The Fond Smile of Remembrance
My forgotten childhood calls out to me
Sometimes speaking in loud, dulcet tones,
And at other times whispering from somewhere near.
I see poets and painters talk of their own childhood days.
They speak of it sorrowfully, and for it is loss they despair
I can myself never understand why they are sad,
For I always smile a fond smile of remembrance,
Every time my childhood calls out, from near or afar.
Hiding in forts built of cardboard boxes,
Sneaking a light to read books under the blanket;
Piggyback rides on daddy’s shoulders
Shouting happily as he spun me in the hair so high.
The days of rain, and the muddy pools,
The days of summer, ice cream and cleaner pools.
Lunch hours at school and the food fights we got into,
The bus rides home, fighting for the seat by the window.
Counting cars in the day and stars at night,
The spiders in the attic which sent us scampering in fright
The countless cartoons, the countless theme songs we knew by heart,
The dreaded visits to the barber, the doctor and the dentist.
Comic books and stories, heroes in masks and capes!
All those punishments avoided by simply putting your brother to blame
The bed-wettings and the finger-pointings,
The name-callings and excuse-makings
When every bough of trees was a great forest,
Every unstepped-on piece of land a new county to conquer.
We were the aviators and brave soldiers of our own worlds,
The denizens of our own utopian fantasy we were;
The rulers and kings, the builders and masterminds
of happy lives, the children of yesteryears we were.
The crash of thunder that now scares us no longer,
The birthday parties that are ours to celebrate now no longer,
The weight on our backs are those heavy backpacks no longer,
Those comic books, those heroes in capes and cowls alive to us no longer.

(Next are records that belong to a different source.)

PR #6009, opened 2018-08-14
Add press and privacy links to footer

craigcook:
## Description
Adds a general privacy link and a press center link, to replace those being removed from the About page. Since the new About page is English-only (for now), the Privacy link is also English-only to avoid string conflicts (otherwise it would show two identical strings for most locales). We need to get the "Website Privacy Notice" fully localized in main.lang so we can remove these conditionals.


stephaniehobson:
So we end up with "Privacy" and "Website Privacy" next to each other?

craigcook:
> So we end up with "Privacy" and "Website Privacy" next to each other?

Correct. It's... not ideal. But since we're losing the general privacy link on the new about page we need that general link elsewhere, but also need to link to the website policy specifically. The cookies link actually goes to a section of the same page but I think EU regulations require a specific "cookies" link. It's all pretty awkward but I think we do need all three links.

Also [bug 1483624](https://bugzilla.mozilla.org/show_bug.cgi?id=1483624) was just filed so we might need to find a spot to cram another link in...

craigcook:
On second thought let's do the community participation link separately...

PR #6018, opened 2018-08-15
Fix #5969: Remove Facebook container funnelcake.

### LINKED ISSUE #5969: Remove Facebook container funnelcake
Marketing has ceased to this funnelcake, so we can turn it off (mozmeao/www-config#125) and remove all associated code.

For reference, #5555 is the PR that added the funnelcake.

amychurchwell:
## Description
Turn off and remove associated code.
(Undo PR #5555)

## Issue / Bugzilla link
#5969


stephaniehobson:
One of the tests is failing. You should be able to click "Details" and see the full error message - which is HUGE and CONFUSING so I'll pull out the relevant bit here:

```
bedrock/firefox/views.py:413:1: F841 local variable 'variation' is assigned to but never used
bedrock/firefox/views.py:421:12: E111 indentation is not a multiple of four
1       E111 indentation is not a multiple of four
1       F841 local variable 'variation' is assigned to but never used
Makefile:79: recipe for target 'test-image' failed
```

Looks like it's just the Python linter being picky about indentation and a variable that isn't in use.

bedrock/firefox/views.py
```diff
@@ -409,9 +408,6 @@ def get_context_data(self, **kwargs):
     def get_template_names(self):
         version = self.kwargs.get('version') or ''
 
-        experience = self.request.GET.get('xv', None)
-        locale = l10n_utils.get_locale(self.request)
```
stephaniehobson: I think the most recent error is because this line needs to stay.

alexgibson:
As a side note, you can run the exact same tests locally that run inside of CircleCI using the command `make test` (assuming you're running docker). If you're running bedrock locally, there are a slightly different set of instructions [here](https://bedrock.readthedocs.io/en/latest/install.html#run-the-tests).

amychurchwell:
@alexgibson I believe it's good to go.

Saturday mornings and waking up late is ours no longer,
The simple hours of games and sports that are ours no longer!
Entangled and enmeshed in the wheel of time,
Those childhood days are now ours no longer.
Now often we wish we could have those days again,
We wish we could be children again,
But we too know how fragile a fantasy that is.
Lost are those days of childhood to me now,
But even then I do not despair.
For even now I can see myself skipping stones and scaling fences,
Even now I can live out my childhood days;
Now, I see them through the eyes of my son, and I live them out
in the paper boats that we together make.
And I always smile a smile of fond remembrance,
As I call back out every time, every time my child calls out to me,
Every time my childhood calls out to me.